Enter the FBI, in the form of Graham Kelton (Gale Harold) and Lin Mei (Ming-Na). He is, as TV cops must be, haunted by his disastrous last case, in which a preteen kidnap victim was killed by his captors during a rescue attempt. Sadly, Harold doesn't quite have the gravitas to make him a convincing FBI agent, much less an emotionally wounded one; it's like watching a poodle try to play a Doberman. (If we could find a happy medium between Harold's lightweight performance in this show and Jeremy Sisto's overly brooding performance in Kidnapped, we'd have a terrific FBI agent). As Lin Mei, Ming-Na gives the same flat, affectless performance she's been giving for the last ten years or so; her face is so cold and immobile that you might think her the victim of a tragic Botox accident.

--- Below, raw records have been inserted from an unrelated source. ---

PR #245, opened 2024-01-16
Database.getDefaultCollection() should be non-null

jeffdgr8:
Translate default scope/collection tests from Swift. Also, add missing `@Test` annotation to some collection tests.


bmeike:
Jeff: our API tzar wants to keep this nullable.  Being unable to delete the default collection is kind of an odd artifact of the current implementation.  We may, very well, allow deleting it at some point in the future.

jeffdgr8:
[The Swift API is non-null.](https://github.com/couchbase/couchbase-lite-ios/blob/d491d1398a48054a40b8d119d964316ea191c051/Swift/Database.swift#L491) Should this be changed to nullable then?

bmeike:
Well... they should be the same!  I will check.

bmeike:
Turns out that *all* of the other platforms went with non-null.  It is easier to change Java than to change all the rest.  This will go into 3.2.0 and subsequent releases.   3.1.7 is already out the door, so I won't be able to do it there.

bmeike:
Turns out that all the other platforms went with non-null, and it is easier to change Java than to change all the others.
I will make that method @NonNull in 3.2 and subsequent releases.

bmeike:
Jeff: this change is now in the master and release/3.2 branches.  Thanks.

PR #246, opened 2024-01-25
CBL-5323: Vector Index API

bmeike:
Appears to work:  Attempt to use it fails with the expected error: Missing SQLite library


common/main/java/com/couchbase/lite/internal/utils/Preconditions.java
```diff
@@ -75,6 +75,13 @@ public static int assertNotZero(int n, @NonNull String name) {
         return n;
     }
 
+    public static long assertUnsigned(long n, @NonNull String name) {
+        if ((n < 0) || (n >= (1L << 33))) {
```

It appears that Vanished will be one of those shows that's going to hand us a lot of goofy plot twists and over-the-top revelations. There's a home pregnancy test (with a positive result) in Sara's bathroom? Then of course, we must learn from her parents tell Sara is infertile. Jeffrey's daughter Marcy has a hunky young boyfriend with shifty eyes? Then of course, we must find a bloody shirt and a hidden backpack of money in his laundry room.

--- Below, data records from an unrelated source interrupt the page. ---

PR #248, opened 2024-01-30
Update VS to match new LiteCore API

bmeike:
Big change at the last minute....

### DIFF
--- a/common/main/cpp/native_c4collection.cc
+++ b/common/main/cpp/native_c4collection.cc
@@ -309,7 +309,7 @@ Java_com_couchbase_lite_internal_core_impl_NativeC4Collection_createPredictiveIn
 /*
  * Class:     com_couchbase_lite_internal_core_impl_NativeC4Collection
  * Method:    createVectorIndex
- * Signature: (JLjava/lang/String;Ljava/lang/String;IJIIIIJJ)V
+ * Signature: (JLjava/lang/String;Ljava/lang/String;JIJIJJJJ)V
  */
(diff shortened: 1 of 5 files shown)


common/main/cpp/native_c4collection.cc
```diff
@@ -318,29 +318,29 @@ Java_com_couchbase_lite_internal_core_impl_NativeC4Collection_createVectorIndex(
...
-
-    options.vector.numCentroids = centroids;
-    options.vector.metric = (C4VectorMetric) metric;
-    options.vector.minTrainingSize = minTrainingSize;
-    options.vector.maxTrainingSize = maxTrainingSize;
+    options.vector = {};
+    options.vector.dimensions = (unsigned) dimensions;
+    options.vector.metric = (C4VectorMetricType) metric;
+    options.vector.clustering = {kC4VectorClusteringFlat, (unsigned) centroids, 0, 0};
+    options.vector.encoding = { (C4VectorEncodingType) encoding, (unsigned) subquantizers, (unsigned) bits };
```
pasin, line 335: FYI : C4VectorEncodingType has the first item in the enum as kC4VectorEncodingDefault so need to make sure that the encoding value passed from Java has offset that.

pasin (approved):

common/main/cpp/native_c4collection.cc
borrrden: A weird choice when it could just be aliased to another value in LiteCore but good to know...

And we haven't even gotten to Jeffrey's ex-wife and the ambitious TV reporter and the body that's had some sort of ritual tattoo applied posthumously and the suggestion that some sort of mysterious Da Vinci Code-esque secret society is involved. It's all wildly farfetched, and that sort of thing works best when a show is willing to go indulge its goofiness to the max and just have fun. Lost, for instance, or the recently departed Alias, simply dove into the deep end of preposterousness and asked the audience to suspend almost every shred of disbelief. Based on the first episode, though, I'm afraid that Vanished is going to take itself too seriously; instead of being carried along by the plot twists in an exhilirating rush, we plod from one revelation to another, every one of them treated with far too much solemnity.
I'll give the show another week or two, in the hopes that it'll find the right tone for its story elements, but I can't say I'm optimistic.